SOURCE MATERIAL ▸
▬▬▬▬▬▬▬▬▬▬

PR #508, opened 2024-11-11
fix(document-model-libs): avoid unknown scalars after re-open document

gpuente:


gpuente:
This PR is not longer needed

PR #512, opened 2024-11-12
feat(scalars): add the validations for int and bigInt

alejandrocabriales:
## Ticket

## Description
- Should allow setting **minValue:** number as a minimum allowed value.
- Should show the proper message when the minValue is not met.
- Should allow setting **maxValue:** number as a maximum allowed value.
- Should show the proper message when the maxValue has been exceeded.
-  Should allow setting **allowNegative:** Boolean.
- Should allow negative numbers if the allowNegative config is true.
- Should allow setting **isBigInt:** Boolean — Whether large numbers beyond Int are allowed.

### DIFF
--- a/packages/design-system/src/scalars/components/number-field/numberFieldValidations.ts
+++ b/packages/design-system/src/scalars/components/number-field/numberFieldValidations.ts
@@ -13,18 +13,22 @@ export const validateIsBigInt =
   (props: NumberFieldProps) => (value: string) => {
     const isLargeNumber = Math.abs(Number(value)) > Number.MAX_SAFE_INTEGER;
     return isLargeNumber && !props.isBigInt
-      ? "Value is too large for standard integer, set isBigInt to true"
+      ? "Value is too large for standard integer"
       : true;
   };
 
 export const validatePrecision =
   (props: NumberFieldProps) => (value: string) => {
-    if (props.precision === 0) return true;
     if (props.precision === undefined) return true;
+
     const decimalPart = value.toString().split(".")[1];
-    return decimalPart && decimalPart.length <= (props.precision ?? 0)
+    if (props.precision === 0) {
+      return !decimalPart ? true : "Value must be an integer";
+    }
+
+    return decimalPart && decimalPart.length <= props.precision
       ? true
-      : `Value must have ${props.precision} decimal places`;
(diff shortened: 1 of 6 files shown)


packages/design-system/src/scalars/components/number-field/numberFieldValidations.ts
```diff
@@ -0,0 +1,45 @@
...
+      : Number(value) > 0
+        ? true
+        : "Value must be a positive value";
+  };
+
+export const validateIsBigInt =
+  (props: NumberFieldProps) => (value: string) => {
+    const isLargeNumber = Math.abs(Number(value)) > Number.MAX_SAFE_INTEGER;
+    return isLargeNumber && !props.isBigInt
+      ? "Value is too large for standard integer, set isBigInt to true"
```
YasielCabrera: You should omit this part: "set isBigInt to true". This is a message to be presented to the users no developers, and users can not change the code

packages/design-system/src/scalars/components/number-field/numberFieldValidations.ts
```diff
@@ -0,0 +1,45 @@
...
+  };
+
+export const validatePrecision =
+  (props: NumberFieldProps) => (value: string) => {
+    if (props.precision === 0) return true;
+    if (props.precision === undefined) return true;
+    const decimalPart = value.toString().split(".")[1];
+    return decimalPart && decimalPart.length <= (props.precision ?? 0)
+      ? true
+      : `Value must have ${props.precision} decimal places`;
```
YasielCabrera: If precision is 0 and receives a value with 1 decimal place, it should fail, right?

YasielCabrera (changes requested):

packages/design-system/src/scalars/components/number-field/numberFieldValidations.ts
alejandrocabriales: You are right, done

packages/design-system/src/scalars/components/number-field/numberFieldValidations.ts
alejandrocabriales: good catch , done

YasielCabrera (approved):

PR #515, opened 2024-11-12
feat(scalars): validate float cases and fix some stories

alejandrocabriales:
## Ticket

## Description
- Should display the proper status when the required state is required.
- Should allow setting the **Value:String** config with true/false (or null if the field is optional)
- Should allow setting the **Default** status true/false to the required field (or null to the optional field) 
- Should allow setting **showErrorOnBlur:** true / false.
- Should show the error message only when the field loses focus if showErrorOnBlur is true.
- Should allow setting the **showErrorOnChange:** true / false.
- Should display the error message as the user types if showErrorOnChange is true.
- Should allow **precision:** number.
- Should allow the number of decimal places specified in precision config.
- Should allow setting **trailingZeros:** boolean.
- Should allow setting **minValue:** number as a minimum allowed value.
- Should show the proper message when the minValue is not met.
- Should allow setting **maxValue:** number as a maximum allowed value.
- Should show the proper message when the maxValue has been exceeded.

▬▬▬▬▬▬▬▬▬▬

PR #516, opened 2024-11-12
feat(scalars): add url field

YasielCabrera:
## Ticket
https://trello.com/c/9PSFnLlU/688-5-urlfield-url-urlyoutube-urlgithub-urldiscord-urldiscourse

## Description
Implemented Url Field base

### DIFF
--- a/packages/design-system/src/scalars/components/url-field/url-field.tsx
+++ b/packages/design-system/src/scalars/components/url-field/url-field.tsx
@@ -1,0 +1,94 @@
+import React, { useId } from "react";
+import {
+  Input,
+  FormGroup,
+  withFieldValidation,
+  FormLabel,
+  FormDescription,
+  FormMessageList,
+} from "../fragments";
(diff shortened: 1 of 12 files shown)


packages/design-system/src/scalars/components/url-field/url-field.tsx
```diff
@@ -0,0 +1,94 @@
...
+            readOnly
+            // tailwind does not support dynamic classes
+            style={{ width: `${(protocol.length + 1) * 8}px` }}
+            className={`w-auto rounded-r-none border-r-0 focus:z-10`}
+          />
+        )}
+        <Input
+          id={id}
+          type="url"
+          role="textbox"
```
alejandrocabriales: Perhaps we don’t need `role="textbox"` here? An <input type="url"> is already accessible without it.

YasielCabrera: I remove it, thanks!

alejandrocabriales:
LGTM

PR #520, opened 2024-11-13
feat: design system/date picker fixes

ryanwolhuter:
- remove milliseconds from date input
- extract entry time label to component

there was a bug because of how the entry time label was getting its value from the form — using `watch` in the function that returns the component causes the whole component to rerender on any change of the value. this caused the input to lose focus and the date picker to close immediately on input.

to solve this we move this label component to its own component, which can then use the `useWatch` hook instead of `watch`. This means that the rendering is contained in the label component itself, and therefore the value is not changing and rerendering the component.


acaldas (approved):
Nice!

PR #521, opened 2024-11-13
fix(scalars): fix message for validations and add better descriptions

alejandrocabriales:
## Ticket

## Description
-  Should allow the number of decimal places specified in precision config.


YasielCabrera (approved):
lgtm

▬▬▬▬▬▬▬▬▬▬

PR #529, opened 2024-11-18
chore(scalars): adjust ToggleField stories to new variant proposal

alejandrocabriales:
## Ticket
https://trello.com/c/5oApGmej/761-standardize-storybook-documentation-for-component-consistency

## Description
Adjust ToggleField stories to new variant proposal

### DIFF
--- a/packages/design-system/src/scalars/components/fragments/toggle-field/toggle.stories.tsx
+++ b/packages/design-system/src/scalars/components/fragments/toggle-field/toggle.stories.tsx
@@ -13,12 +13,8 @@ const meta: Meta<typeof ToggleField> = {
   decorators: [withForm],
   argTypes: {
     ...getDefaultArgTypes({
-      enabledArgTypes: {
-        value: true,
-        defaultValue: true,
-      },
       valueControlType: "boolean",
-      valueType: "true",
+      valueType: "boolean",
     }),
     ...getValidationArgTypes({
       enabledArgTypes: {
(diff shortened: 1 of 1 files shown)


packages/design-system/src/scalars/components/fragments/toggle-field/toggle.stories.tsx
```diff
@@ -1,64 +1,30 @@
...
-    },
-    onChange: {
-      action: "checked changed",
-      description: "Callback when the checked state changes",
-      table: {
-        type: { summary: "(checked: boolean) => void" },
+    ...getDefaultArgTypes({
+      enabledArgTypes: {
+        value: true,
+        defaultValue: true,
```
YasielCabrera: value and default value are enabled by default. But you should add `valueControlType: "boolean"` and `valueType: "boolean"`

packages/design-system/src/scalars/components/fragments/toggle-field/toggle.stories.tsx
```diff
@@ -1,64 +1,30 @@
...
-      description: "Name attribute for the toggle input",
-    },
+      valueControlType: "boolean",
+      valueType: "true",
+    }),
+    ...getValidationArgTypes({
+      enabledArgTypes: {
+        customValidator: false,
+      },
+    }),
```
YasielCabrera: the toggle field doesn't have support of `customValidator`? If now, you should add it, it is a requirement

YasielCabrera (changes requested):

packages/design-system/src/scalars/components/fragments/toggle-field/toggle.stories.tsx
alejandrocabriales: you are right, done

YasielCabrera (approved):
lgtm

▬▬▬▬▬▬▬▬▬▬

What is needed is a copy of every line above in which "checked" appears.

-      action: "checked changed",
-      description: "Callback when the checked state changes",
-        type: { summary: "(checked: boolean) => void" },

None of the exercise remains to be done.